# Considering Digitrax, MRC, and NCE Systems...Your Preference?



## Nscale

I’m looking to buy a DCC starter set, and I think I’ve narrowed it down to either a Digitrax Zephyr, MRC Prodigy Express, or NCE PowerCab. In summary, here’s what I’d like from the system.

- The ability to control a relatively small N scale layout with 4-5 locomotives.
- The ability to control turnouts through stationary decoders.
- The ability to control the DCC system from a computer.

As this will be my first purchase of a DCC system, I just thought I’d see if I could get some thoughts or these opinions on these three systems, or just any comments on personal preference (overall build and quality, intuitiveness of the interface, etc.) of one manufacturer over another. 

At the moment, I think I’m leaning toward the NCE PowerCab. The display on the PowerCab just seems like it can show much more information than the Zephyr’s quad 7-segment display. Also, NCE does offer a USB adapter for their system which is available for under $40. 

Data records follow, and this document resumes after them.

PR #112, opened 2016-03-29
SPAs for air units

pheonixstorm:
Basic Golden Goose and Ground Hugger
Shaky Stick

Still working on getting th remainder of GG and GH finished as well as one or two other spas for air units.

PR #123, opened 2016-04-02
SPA Foot Cavalry

pheonixstorm:
This one is ready to go and should make infantry users happy.
Gives foot infantry 1 extra MP allowing 0mp infantry to now shoot and move.

Only thing left for this is the terrain modifiers. Once I have those posted this will be ready to merge. Got overly excited at the MP bonus being so easy I kinda forgot about em.


pheonixstorm:
There actually is another infantry SPA that can be added. Urban Guerrilla
As much as can be added for it though will require a lot more planning than this one. For now though this PR is complete and ready for review/merge.

arlith:
There seems to be superfluous code attacked to `WeaponAttackAction`.  It also seems like it would make sense to limit this SPA only to infantry...

pheonixstorm:
@arlith 
Yeah, I based this off the wrong branch (SPA instead of master). The commit that includes the code from waa is a NPE stopper for several other SPAs, mostly found in #85 and #112 

I can probably rebase that out since this branch is behind megamek/master. It may not be needed for this PR but it will for the others. Let me know if I should remove it from here.

pheonixstorm:
Fixing an incorrect assumption on how the code handles infantry in move cost, will have it up shortly.

pheonixstorm:
Urban Guerrilla is now partially done. It is missing its local support spawn but otherwise works well.

To be able to spawn support I have a few things I need to figure out if anyone thinks it is worth adding
First being able to create a new Foot rifle platoon one the fly. I think I can use a modified reinforce call but it would require a deployment based on the code for artillery radius R2. Next I would have to randomly determine the spawn coords using a modifier scatter function which in turn would have to make sure the coords were not off-board. And finally make sure they did not spawn until the end of the turn.

Does anyone think it is worth it?

Akjosch:
So essentially ... (on the server thread):

```
Infantry infantry = new Infantry();
infantry.setChasis("Guerrilla Local Support");
infantry.setModel("(Rifle)");
// Possibly infantry.setTechLevel(TechConstants.T_IS_EXPERIMENTAL);?
infantry.setSquadSize(7);
infantry.setSquadN(4);
infantry.autoSetInternal();
infantry.setPrimaryWeapon(InfantryWeapon) EquipmentType.get("Auto-Rifle"));
infantry.setId(getFreeEntityId());
game.addEntity(infantry);
send(createAddEntityPacket(infantry.getId()));
```

... to create that unit, then add it to some kind of auto-deployment queue, and when the end-of-turn phase rolls around, find a suitable hex field (only if there are legal ones in range; reroll if you roll one out of board or illegal) and basically call something like (still in server thread) ...

```
infantry.setDeployed(true);
infantry.setPosition(pos);
entityUpdate(infantry.getId());

```

... possibly also checking if you land on a mine field.

Not sure if there's an auto-deploy queue already. If there isn't, it shouldn't be a big problem to add one.

Akjosch:
Side note for @arlith - because he wanted practical examples of event handling being useful, here's how you write that without adding any new data structures to the server and without caring on which thread the decision to spawn guerillas happened:

```
public class GuerillaSpawn {
    private Coords origin;
    private int teamId;

    public GuerillaSpawn(Coords origin, int teamId) {
        this.origin = origin;
        this.teamId = teamId;
    }

    @Subscribe
    public void spawn(EndPhaseEvent event) {
        // do all of the above
        EventBus.unregisterHandler(this); // we're done
    }
}
```

And then, wherever you want:

    EventBus.registerHandler(new GuerillaSpawn(pos, myTeamId));

HammerGS:
@Akjosch 
There are rules for Guerrilla Infantry in Historical: Reunification War, also it includes rules for Mobs.  But @arlith and I have had conversations in the past about fully implementing infantry to TW/TO rules which would technically mean we should add the H:RW infantry as well.

pheonixstorm:
@Akjosch  The entry in both Alpha Strike Companion and A Time of War Companion say to spawn a generic foot platoon (rifle) which can be read from the blk file. From what I found doing so from a mul file would be easiest but I don't think we need to clutter things up with that when I know there is a call for reading from a blk. Just haven't found it yet nor the deployment code. But the other items I addressed are sill valid. The support unit is supposed to show up during the end phase within a 3 hex radius.

Akjosch:
You can see the sequence for spawning a new unit in Server's abandonEntity(), for example.

pheonixstorm:
Not exactly what I was after but it does help.

I think the most useful will be `pilot.setPosition(targetCoords);`
I can put in in a loop to make sure the scatter coords are not off-board. Now just need to find the function so I can load a new infantry entity from a blk and I might be able to work this in today. 

Will also need to create a new button for this.

beerockxs:
MechSummary ms = MechSummaryCache.getInstance().getMech("Foot Platoon (Rifle).blk").
Entity entity = new MechFileParser(ms.getSourceFile(), ms.getEntryName()).getEntity();

should work

Akjosch:
Actually, without the ".blk"

The only problem? MechSummaryCache gets *cleared* before the first turn (specifically, just before entering PHASE_DEPLOYMENT). So does MechFileParser and RandomNameGenerator. Asking it for the MechSummary means it has to load all the unit files again.

You probably can get away with just saving the MechSummary instance for the infantry before the game starts, but I suggested creating the unit from scratch for a reason ...

beerockxs:
I think creating from scratch is better, too, because we don't want to hardcode any filepaths or filenames. Those can change.

pheonixstorm:
Have a question I posted on the forums. http://megamek.info/forums/index.php?topic=2365.0
Found a few commits I am running through so I can make all the menu changes.

Akjosch:
Because I was curious, I checked how much memory the various data tables "waste", to see if it even makes sense clearing them up during gameplay. All data after clicking "Start a New Game ..." and waiting for them to load.

RandomNameGenerator: 113.234.957 bytes
RandomUnitGenerator: 32.453.440 bytes
MechSummaryCache: 1.764.387 bytes (because most Strings used are referenced multiple times, else it would be ten times as much)
MechFileParse: 659.262 bytes (in one static `Vector<String>`)

Given modern RAM sizes, MechSummaryCache and MechFileParse don't even matter. The others are here because of all the duplicated strings. A simple change, interning all of the strings (*not* something I'd suggest as an optimisation under any circumstance, just a quick test) pretty much confirms that by lowering the sizes to the following.

RandomNameGenerator: 26.438.879 bytes
RandomUnitGenerator: 19.615.432 bytes

*Not* throwing this data away, in particular the MSC one, would make loading the unit from disk actually quick and easy as opposed to freezing the game for a few seconds for those players unlucky enough to not run off an SSD.

pheonixstorm:
@Akjosch  @arlith 
Having an issue with the code. When the button is pressed it calls a function in infantry.java which is supposed to set isCallingSupport to true. For some reason this doesn't seem to happen even though the function is being called correctly. Other than that one flaw it works fine. I can debug the code and change the boolean to true when it gets checked in server.java and the new unit pops up fine.

beerockxs:
Without looking at the code: You're probably setting isCallingSupport to true in the Client's copy of the Infantry object and the Server doesn't know about it. You'll need to have the client update the Entity on the Server using Client#sendUpdateEntity

pheonixstorm:
That did it, thanks bee. Will have the final commit up in a minute. The final code is a tad gnarly so it may need some cleanup.

pheonixstorm:
Everything is now finished and fixed.
Review and merge when ready.

Akjosch:
So, random notes:

isInUrbanEnvironment() doesn't need IGame, just pass IBoard. Keeping the methods to use as specific instances as possible helps with the eventual goal of allowing multi-board games (ground, high altitude, space, ...).

"Urban Guerilla" is from aToWC, not aToW.

Why does the isInUrbanEnvironment() do what it does and in particular why doesn't it check the target hex itself? (some rule clarification/errata?)

The support's troop strength needs to be cut down to the calling unit's commander's Leadership skill.

The support troop needs a check to "scatter" (flee) as soon as their numbers are reduced to half or less.

The support troops needs to only be able to attack when they are in a structure (so, I guess just building right now, until we have walls ...)  and only when they are within 3 hexes of the original calling unit.

pheonixstorm:
@Akjosch 
isInUrban is design to make sure the infantry unit is within an urban or suburban environment. W/o the check it just wouldn't work as not all urban maps use pavement and a road can't count since roads are uses in non urban maps. On this it was better to check adjacent and only adjacent as there are times on maps your infantry might be on a road or clear terrain but still adjacent to pavement, rubble, or buildings. If you look at the city_suburbs map it has road/buildings on clear terrain rather than pavement. 

Megamek does not have a leadership skill. In this case I use the full platoon. I could base this off the size of the calling unit (squad or platoon) but in the end it wasn't really worth it. The same with the flee < 50% This is based on the SPA wording from Alpha Strike Companion rather than aToW. I could have them set to crippled at 50%... I saw the code somewhere..

> The support troops needs to only be able to attack when they are in a structure (so, I guess just building right now, until we have walls ...) and only when they are within 3 hexes of the original calling unit.

This is where I diverge from aToW and stick with ASC. They spawn within 3 hexes as a new unit under the players control. aToW is first and foremost an RPG so its rules don't make the best of sense for TW. ASC on the other hand does but is just as limited in some ways. aToW says a green unit while ASC is based on the calling units gunnery +2 which could spawn an elite unit at best or a skill 8 at worst. It is a tradeoff between the two. It's not perfect.

Akjosch:
I'd still check the target hex itself for the isInUrbanEnvironment() in addition to the others, just in case they are in that one pavement hex surrounded by roads on ground or parks or whatnot.

Without pulling the Leadership skill into it, I'd suggest limiting the size of the support troop to something like 10 - (2 * calling infantry's gunnery skill). In any case, they should *never* be more than 10 people strong.

pheonixstorm:
Which is why ASC and aToW differ. aToW is based on RPG values while ASC calls for TT vaules.

I can change the call for isInUrban in a bit once I am done with Eagle's Eyes. Probably base the spawn size on the calling unit as well since I think even a squad by AS rules should do 1 point of damage at short range (I think).

pheonixstorm:
Since battle armor are included in allowed unit types I decided against checking the squad size and adjusting accordingly.

I did tweak isInUrban to include the calling units hex.

So unlike arlith has something to add I consider this complete.

megamek/src/megamek/common/Compute.java
```diff
@@ -5457,6 +5457,34 @@ public static int dialDownHeat(Mounted weapon, WeaponType wtype, int range) {
         return entities;
     }
 
+    public static boolean isInUrbanEnvironment(IGame game, Coords unitPOS) {
```
arlith: You end up checking the unit hex 6 times.  This seems superfluous.  I would like to see the unitHex pulled outside of the loop, so that the loop only checkes the `hextor` IHex (I also feel like `hextor`variable name could be better; it doesn't seem to mean anything to me, I would've gone with `adjHex` or something similar).  Likewise, `tempcoords` could be `adjCoords`.

pheonixstorm:
The loop was modified from another function. Either one about smoke or the swarm missiles and I didn't change the variable names. It would be better to do that. As for unit hex checking I don't really know why I put it in the loop. Just wasn't paying attention I guess. Will get that fixed.

pheonixstorm:
Found a bug last night and testing a fix.

pheonixstorm:
Bug fixed, PR ready to go.

PR #124, opened 2016-04-02
Hidden units

arlith:
Opening this up as a PR to consider merging it.  The one outstanding issue that I can think of is that, if a client is taking a PBS turn and the client disconnects, it can put the game into a stuck state.


pheonixstorm:
I take it that isn't an easy fix?

megamek/src/megamek/client/ui/swing/PointblankShotDisplay.java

Finally, by buying one of these “starter” models, am I limiting myself to certain functionality which is available in the more expensive models, or is the current rating/power output the main difference in these starter sets vs. the more expensive models?

Thanks to anyone who might be able to help!


----------



## britblad

Nscale said:


> I’m looking to buy a DCC starter set, and I think I’ve narrowed it down to either a Digitrax Zephyr, MRC Prodigy Express, or NCE PowerCab. In summary, here’s what I’d like from the system.


Keep in mind MRC is proprietary you have to use there decoders the other will work with other decoders Personally i am going for the NCE Power cab thanks to some good advice i got on here.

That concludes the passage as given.